PR #2765, opened 2016-08-12
Allow Services to support several API versions simultaneously

niemeier-PSI:
I changed the way API-Version compatiblity is checked when parsing requests.

**Old:**
The service reports the version it supports, the service_handler checks if this number matches the version number from the query.

**New:**
The service handler passes the required version number to service. The service then decides if this version is supported or not.

This has the advantage of being able to support multiple versions. 

E.g.  for the API-Changes made in https://github.com/Project-OSRM/osrm-backend/pull/2764, one could increase the API Version to 2, but have all services support both API-Versions 1 and 2, this way being fully backward compatible.

### DIFF
--- a/include/server/service/base_service.hpp
+++ b/include/server/service/base_service.hpp
@@ -28,7 +28,7 @@ class BaseService
     virtual engine::Status
     RunQuery(std::size_t prefix_length, std::string &query, ResultT &result) = 0;
 
-    virtual unsigned GetVersion() = 0;
+    virtual bool SupportsVersion(unsigned version) = 0;
 
   protected:
     OSRM &routing_machine;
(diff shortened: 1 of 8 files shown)


TheMarex:
Thanks for breaking out this change! :+1: However we never intended to support multiple API versions in the same release. The version is used for two things:

1. Enable easy HTTP based forwarding: `route/v1/..` can be easily forward to an OSRM 5.x instance, `route/v2/...` hits the 6.x endpoint
2. Explicitly notify the developer of breaking changes. Since breaking changes require intervention on the client side, we prefer an explicit failure (e.g. API version not found) over a silent failure in the client application.

PR #2769, opened 2016-08-15
Restore json logging

habibutsu:
In previous version 4.x was ability to compile ORSM with debug logging to JSON responses. In 5.x this feature was not moved although the flag **-DENABLE_JSON_LOGGING** is still exist. This pull-request restore json-logging for map-matching

### DIFF
--- a/include/engine/routing_algorithms/map_matching.hpp
+++ b/include/engine/routing_algorithms/map_matching.hpp
@@ -10,6 +10,7 @@
 #include "util/coordinate_calculation.hpp"
 #include "util/for_each_pair.hpp"
 #include "util/json_logger.hpp"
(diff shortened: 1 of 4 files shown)


TheMarex:
Thanks for catching the unused cmake option. However I dropped the debug response since I felt it was not needed anymore. Any particular use-case that you need to support?

habibutsu:
I am started working with this tools is not so long ago and it was just interesting to visualise how map-matching algorithm works. Yes, I not see any practical use-case for that.

daniel-j-h:
Thanks, but this is not actionable for us. Feel free to use it for experimentation.
In fact, I might rip out the dead code for the json logger in addition from master.

Issue #3013, opened 2016-10-06
Rip out Luabind for good


daniel-j-h:
Until [Javascript-based profiles](https://github.com/Project-OSRM/osrm-backend/pull/2687) lands (and then probably even longer due to I/O constraints) we still have to support Lua. In https://github.com/Project-OSRM/osrm-backend/pull/2647 we gained the profile interface abstraction which limits the changes needed to the Lua scripting environment.

In https://github.com/Project-OSRM/osrm-backend/pull/3011#issuecomment-251924968 @TheMarex hit yet another Luabind issue which I'm just adding on top of the Lua / Luabind pile listed in https://github.com/Project-OSRM/osrm-backend/issues/1974#issuecomment-189187428. Luabind is not maintained, is the main source of [user problem we're seeing](https://github.com/Project-OSRM/osrm-backend/issues?q=is%3Aissue+label%3ACompilation+is%3Aclosed) and package manager's ship a version from 2010, which some heavily patch some don't.

This ticket is about ripping out Luabind to get rid of the constant issues we're seeing.

The idea is to drop in the modern and idiomatic single header [sol2](https://github.com/ThePhD/sol2) project which would allow to completely rip out Luabind and no longer having to work around Luabind's restrictions (e.g. enum classes).

Documentation: http://sol2.readthedocs.io/en/latest/

Tasks
- [x] build small self-contained example and try out 1/ registering objects, enums, enum classes writing from Lua into C++ objects 2/ check if Lua function exists from C++ (I _think_ these are the two main use-cases we're having)
- [x] check how sol2 behaves with Lua51, Lua52
- [x] drop `sol2.hpp` amalgamation single header into third_party
- [x] change scripting env. implementation

Issue #1777, opened 2015-11-17
Move processing loop to lua


TheMarex:
Currently we have a context switch for parsing each way. We could move the loop code to lua and save a lot of context switches.

PR #3382, opened 2016-11-30
Replace Luabind with Sol2

karenzshea:
# Issue

https://github.com/Project-OSRM/osrm-backend/issues/3013

To quote @daniel-j-h 

> We're running on Luabind and it's a constant pain not only for us but also for users. As soon as we manage to port our code we will switch over to sol2 and never look back.

## Tasklist
 - [x] Investigate test failures
 - [x] Figure out if returning an empty string instead of `null` is backwards incompatible
 - [x] Port forward any recent changes to scripting_environment_lua.cpp
 - [x] Check feature parity wrt. what we bind to Lua. Go over old / new impl. and check off.
 - [x] Add to update-dependencies script
 - [x] Check compatibility with lua versions
 - [ ] update relevant [Wiki pages](https://github.com/Project-OSRM/osrm-backend/wiki) I have a list of pages to update once pr has been merged
 - [x] review
 - [x] adjust for comments

## Requirements / Relations
This is a pre-MLD task.


src/extractor/scripting_environment_sol2.cpp
```diff
@@ -0,0 +1,447 @@
...
+        "lat", &latToDouble<ExternalMemoryNode>);
+
+    context.state.new_usertype<util::Coordinate>("Coordinate",
+             "lon", &lonToDouble<util::Coordinate>,
+             "lat", &latToDouble<util::Coordinate>);
+
+    context.state.new_type<RasterDatum>("RasterDatum",
+            "datum", &RasterDatum::datum,
+            "invalid_data", &RasterDatum::get_invalid);
+    */
```
daniel-j-h: Same here before we can merge this.

src/extractor/scripting_environment_sol2.cpp
```diff
@@ -20,6 +20,29 @@
...
+    }
+
+    const osmium::Node &node;
+};
+
+struct LuaWay
+{
+    auto get_value_by_key(const char *key, const char *default_value = nullptr) const
+    {
+        return way.get_value_by_key(key, default_value);
```
emiltin: note the recent change to return null instead of empty tags

CMakeLists.txt
```diff
@@ -91,6 +91,7 @@ endif()
 
 include_directories(BEFORE ${CMAKE_CURRENT_BINARY_DIR}/include/)
 include_directories(BEFORE ${CMAKE_CURRENT_SOURCE_DIR}/include/)
+include_directories(SYSTEM ${CMAKE_CURRENT_SOURCE_DIR}/third_party/)
```
daniel-j-h: also below: can you rebase on master, all access restricted tags should be gone by now - if not please ping me

karenzshea: Already rebased, which is how I picked up on the missing sol directory includes. I'll update how the sol header is saved and update in the cmakelists now.

include/extractor/extraction_way.hpp
```diff
@@ -46,6 +46,7 @@ struct ExtractionWay
         roundabout = false;
         circular = false;
         is_startpoint = true;
+        ignore_in_grid = false;
```
MoKob: Could this be left-over code? I wanted to check for it but could not find it in the remaining parts of the PR.

karenzshea: I added this field. Sol was erroring in places where we set this property in [bicycle/foot profiles](https://github.com/Project-OSRM/osrm-backend/blob/0e6863aec1eb1d60d9318cb166a66cd0c20f23e3/profiles/bicycle.lua#L242) but hadn't registered a corresponding field in the bindings. I'm not sure how luabind handled this before.

MoKob: I did some digging. Seems the profiles are out of date. That flag was removed in https://github.com/Project-OSRM/osrm-backend/commit/faa880d60a162728f8a9dd06c87373b8924d0837

MoKob: Capturing from chat: Next actions:

- [ ] remove dead flag (ignore_in_grid) from foot/bicycle profile
- [ ] remove bindings for (ignore_in_grid)

karenzshea:
I checked compatibility with Lua 5.1 and 5.2 by building osrm with both versions and running tests. They check out OK; if there's any further testing I should do, lmk @MoKob @daniel-j-h

karenzshea:
@daniel-j-h @TheMarex review?

CMakeLists.txt
```diff
@@ -282,15 +282,15 @@ endif()
 
 # Configuring compilers
 if(${CMAKE_CXX_COMPILER_ID} STREQUAL "Clang")
-  set(CMAKE_CXX_FLAGS "${CMAKE_CXX_FLAGS} -Wall -Wextra -pedantic -Wuninitialized -Wunreachable-code -Wstrict-overflow=2 -U_FORTIFY_SOURCE -D_FORTIFY_SOURCE=2 -fPIC -fcolor-diagnostics")
+  set(CMAKE_CXX_FLAGS "${CMAKE_CXX_FLAGS} -Wall -Wextra -pedantic -Wuninitialized -Wunreachable-code -Wstrict-overflow=2 -U_FORTIFY_SOURCE -D_FORTIFY_SOURCE=2 -fPIC -fcolor-diagnostics -ftemplate-depth=1024")
```
TheMarex: 😿

include/extractor/scripting_environment_sol2.hpp
```diff
@@ -1,33 +1,30 @@
-#ifndef SCRIPTING_ENVIRONMENT_LUA_HPP
-#define SCRIPTING_ENVIRONMENT_LUA_HPP
-
-#include "extractor/scripting_environment.hpp"
+#ifndef SCRIPTING_ENVIRONMENT_SOL2_HPP
```
TheMarex: Hm why did we rename this file? Sure the library that we use for executing lua changed but this is still for executing lua code.

src/extractor/scripting_environment_sol2.cpp
```diff
@@ -0,0 +1,473 @@
...
+
+    sol::function segment_function = context.state["segment_function"];
+
+    if (segment_function.valid())
+    {
+        segment_function(source, target, distance, weight);
+    }
+}
+
+void Sol2ScriptingContext::processNode(const osmium::Node &node, ExtractionNode &result)
```
TheMarex: Naming convention would be `ProcessNode`.

src/extractor/scripting_environment_sol2.cpp
```diff
@@ -0,0 +1,473 @@
...
+{
+    BOOST_ASSERT(state.lua_state() != nullptr);
+
+    sol::function node_function = state["node_function"];
+
+    node_function(node, result);
+}
+
+void Sol2ScriptingContext::processWay(const osmium::Way &way, ExtractionWay &result)
```
TheMarex: Naming convention would be `ProcessWay`.

CMakeLists.txt
```diff
@@ -473,6 +465,33 @@ else()
     find_package(GDAL)
   endif()
 
+  FIND_PACKAGE(Lua 5.2 EXACT)
```
TheMarex: I think we can now simplify all this logic down to `find_package(Lua 5.1)` which will look for lua 5.1+. Sol seems to have a good support for all lua versions, unlike luabind.

include/extractor/extraction_way.hpp
```diff
@@ -96,6 +96,7 @@ struct ExtractionWay
     bool roundabout;
     bool circular;
     bool is_startpoint;
+    bool ignore_in_grid;
```
TheMarex: This seems like an accidental change.

CMakeLists.txt
daniel-j-h: clang has a default limit of 256, gcc has 1024 - this is fine :+1:

CMakeLists.txt
daniel-j-h: The check here was because of the Lua 5.3 memory issue and not specifically for Luabind - until we confirm the Lua 5.3 memory issues are gone simply by using sol we should keep it.

include/extractor/extraction_way.hpp
daniel-j-h: yes this has to go - not only here but also in the profiles and the bindings, see https://github.com/Project-OSRM/osrm-backend/pull/3382#pullrequestreview-11385147

daniel-j-h:
Looks like your rebase got a few issues - it's `util/log.hpp` on master

> /home/travis/build/Project-OSRM/osrm-backend/src/extractor/scripting_environment_sol2.cpp:14:34: fatal error: util/simple_logger.hpp: No such file or directory
>
> #include "util/simple_logger.hpp"

daniel-j-h:
Windows build are failing:

> C:\projects\osrm\third_party\sol2\sol2/sol.hpp(771): fatal error C1083: Cannot open include file: 'lua.hpp': No such file or directory [C:\projects\osrm\build\EXTRACTOR.vcxproj]

Seems like the C++ `lua.hpp` wrapper can't be found on Windows. cc @BergWerkGIS

karenzshea:
Timing the switch:
- ran extraction the germany geofabrik extract
- r3.8xlarge machine, 32 cores

| branch | extraction time | parsing time |
| --- | --- | --- |
| bye-luabind | real    15m41.392s, user    39m24.131s, sys     16m7.835s | 130.264 |
| master | real    16m25.099s, user    58m34.169s, sys     28m56.980s | 196.322s |

daniel-j-h:
These are great numbers and will lift some pressure from the guidance code!

(Unrelated to this PR: the next step would be to instead of context switching for every node or way, we switch on a nodes-chunk and ways-chunk basis => https://github.com/Project-OSRM/osrm-backend/issues/1777)

BergWerkGIS:
@daniel-j-h where is `lua.hpp` coming from on other platforms?
On Windows we clone https://github.com/LuaDist/lua
The only one I could find in this repo is https://github.com/LuaDist/lua/blob/lua-5.1/etc/lua.hpp
But we don't include it - would it be the one we need?

daniel-j-h:
Yes this looks like the file we need. It's just setting up the includes for the C name mangling.

BergWerkGIS:
@daniel-j-h could you try again - I've updated and rebuilt that binary deps package.

`lua.hpp` is now in `osrm-deps\libs\include`:

image

daniel-j-h:
Rebased against master and force-pushed. Let's see if Appveyor is happy with it now. cc @karenzshea

daniel-j-h:
@BergWerkGIS thanks, this resolved it. Ready for merge now! :tada:

daniel-j-h:
It's gone, Luabind is gone - I can't believe it! :)

Updating the Wiki pages now.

──────────────────────────────

> GOAL OF THE EXERCISE
Taking the records as a whole, report how many of their lines include the word "with". Nothing but the number is wanted.

> TASK ANSWER
7